▶ Exercise prompt:
The data should be transcribed in its entirety, word for word.

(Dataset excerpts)
☆ ☆ ☆

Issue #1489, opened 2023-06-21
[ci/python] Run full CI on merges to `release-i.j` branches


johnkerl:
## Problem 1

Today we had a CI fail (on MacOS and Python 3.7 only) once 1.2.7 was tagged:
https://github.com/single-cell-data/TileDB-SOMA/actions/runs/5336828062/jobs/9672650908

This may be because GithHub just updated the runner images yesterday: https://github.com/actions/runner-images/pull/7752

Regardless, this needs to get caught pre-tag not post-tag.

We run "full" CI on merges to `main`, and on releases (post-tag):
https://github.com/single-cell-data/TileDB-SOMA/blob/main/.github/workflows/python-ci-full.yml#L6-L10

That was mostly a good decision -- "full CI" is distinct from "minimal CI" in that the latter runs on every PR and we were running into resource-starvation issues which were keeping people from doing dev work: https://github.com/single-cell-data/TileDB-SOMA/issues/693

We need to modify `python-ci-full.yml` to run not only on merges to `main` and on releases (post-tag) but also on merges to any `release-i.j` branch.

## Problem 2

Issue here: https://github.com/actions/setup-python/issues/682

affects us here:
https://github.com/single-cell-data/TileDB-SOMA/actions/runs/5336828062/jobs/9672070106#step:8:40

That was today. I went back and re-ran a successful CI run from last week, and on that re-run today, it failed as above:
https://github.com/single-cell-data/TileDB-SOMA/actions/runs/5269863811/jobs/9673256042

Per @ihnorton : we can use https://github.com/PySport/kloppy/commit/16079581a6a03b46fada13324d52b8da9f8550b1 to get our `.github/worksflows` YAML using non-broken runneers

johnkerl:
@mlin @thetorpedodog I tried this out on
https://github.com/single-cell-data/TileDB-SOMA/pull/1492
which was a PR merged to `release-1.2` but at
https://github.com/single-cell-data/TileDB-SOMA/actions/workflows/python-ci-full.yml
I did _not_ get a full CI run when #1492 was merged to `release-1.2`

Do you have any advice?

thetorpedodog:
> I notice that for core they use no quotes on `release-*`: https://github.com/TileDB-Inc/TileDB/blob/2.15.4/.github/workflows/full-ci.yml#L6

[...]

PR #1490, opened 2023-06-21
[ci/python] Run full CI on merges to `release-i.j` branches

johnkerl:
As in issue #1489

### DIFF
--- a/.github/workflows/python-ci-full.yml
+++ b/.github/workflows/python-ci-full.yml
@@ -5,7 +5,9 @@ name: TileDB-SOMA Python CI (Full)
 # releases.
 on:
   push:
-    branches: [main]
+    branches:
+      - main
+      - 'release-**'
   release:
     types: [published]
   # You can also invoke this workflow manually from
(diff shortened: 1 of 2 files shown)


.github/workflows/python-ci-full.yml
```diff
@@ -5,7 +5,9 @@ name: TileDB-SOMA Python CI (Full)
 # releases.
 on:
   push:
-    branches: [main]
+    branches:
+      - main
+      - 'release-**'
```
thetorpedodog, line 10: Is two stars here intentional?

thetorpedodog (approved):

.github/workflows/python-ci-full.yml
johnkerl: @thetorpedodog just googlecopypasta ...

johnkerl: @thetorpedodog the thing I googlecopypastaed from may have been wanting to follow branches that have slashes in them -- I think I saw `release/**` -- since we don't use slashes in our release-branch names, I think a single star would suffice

☆ ☆ ☆

▶ Written reply:
Issue #1489, opened 2023-06-21
[ci/python] Run full CI on merges to `release-i.j` branches


johnkerl:
## Problem 1

Today we had a CI fail (on MacOS and Python 3.7 only) once 1.2.7 was tagged:
https://github.com/single-cell-data/TileDB-SOMA/actions/runs/5336828062/jobs/9672650908

This may be because GithHub just updated the runner images yesterday: https://github.com/actions/runner-images/pull/7752

Regardless, this needs to get caught pre-tag not post-tag.

We run "full" CI on merges to `main`, and on releases (post-tag):
https://github.com/single-cell-data/TileDB-SOMA/blob/main/.github/workflows/python-ci-full.yml#L6-L10

That was mostly a good decision -- "full CI" is distinct from "minimal CI" in that the latter runs on every PR and we were running into resource-starvation issues which were keeping people from doing dev work: https://github.com/single-cell-data/TileDB-SOMA/issues/693

We need to modify `python-ci-full.yml` to run not only on merges to `main` and on releases (post-tag) but also on merges to any `release-i.j` branch.

## Problem 2

Issue here: https://github.com/actions/setup-python/issues/682

affects us here:
https://github.com/single-cell-data/TileDB-SOMA/actions/runs/5336828062/jobs/9672070106#step:8:40

That was today. I went back and re-ran a successful CI run from last week, and on that re-run today, it failed as above:
https://github.com/single-cell-data/TileDB-SOMA/actions/runs/5269863811/jobs/9673256042

Per @ihnorton : we can use https://github.com/PySport/kloppy/commit/16079581a6a03b46fada13324d52b8da9f8550b1 to get our `.github/worksflows` YAML using non-broken runneers

johnkerl:
@mlin @thetorpedodog I tried this out on
https://github.com/single-cell-data/TileDB-SOMA/pull/1492
which was a PR merged to `release-1.2` but at
https://github.com/single-cell-data/TileDB-SOMA/actions/workflows/python-ci-full.yml
I did _not_ get a full CI run when #1492 was merged to `release-1.2`

Do you have any advice?

thetorpedodog:
> I notice that for core they use no quotes on `release-*`: https://github.com/TileDB-Inc/TileDB/blob/2.15.4/.github/workflows/full-ci.yml#L6

[...]

PR #1490, opened 2023-06-21
[ci/python] Run full CI on merges to `release-i.j` branches

johnkerl:
As in issue #1489

### DIFF
--- a/.github/workflows/python-ci-full.yml
+++ b/.github/workflows/python-ci-full.yml
@@ -5,7 +5,9 @@ name: TileDB-SOMA Python CI (Full)
 # releases.
 on:
   push:
-    branches: [main]
+    branches:
+      - main
+      - 'release-**'
   release:
     types: [published]
   # You can also invoke this workflow manually from
(diff shortened: 1 of 2 files shown)


.github/workflows/python-ci-full.yml
```diff
@@ -5,7 +5,9 @@ name: TileDB-SOMA Python CI (Full)
 # releases.
 on:
   push:
-    branches: [main]
+    branches:
+      - main
+      - 'release-**'
```
thetorpedodog, line 10: Is two stars here intentional?

thetorpedodog (approved):

.github/workflows/python-ci-full.yml
johnkerl: @thetorpedodog just googlecopypasta ...

johnkerl: @thetorpedodog the thing I googlecopypastaed from may have been wanting to follow branches that have slashes in them -- I think I saw `release/**` -- since we don't use slashes in our release-branch names, I think a single star would suffice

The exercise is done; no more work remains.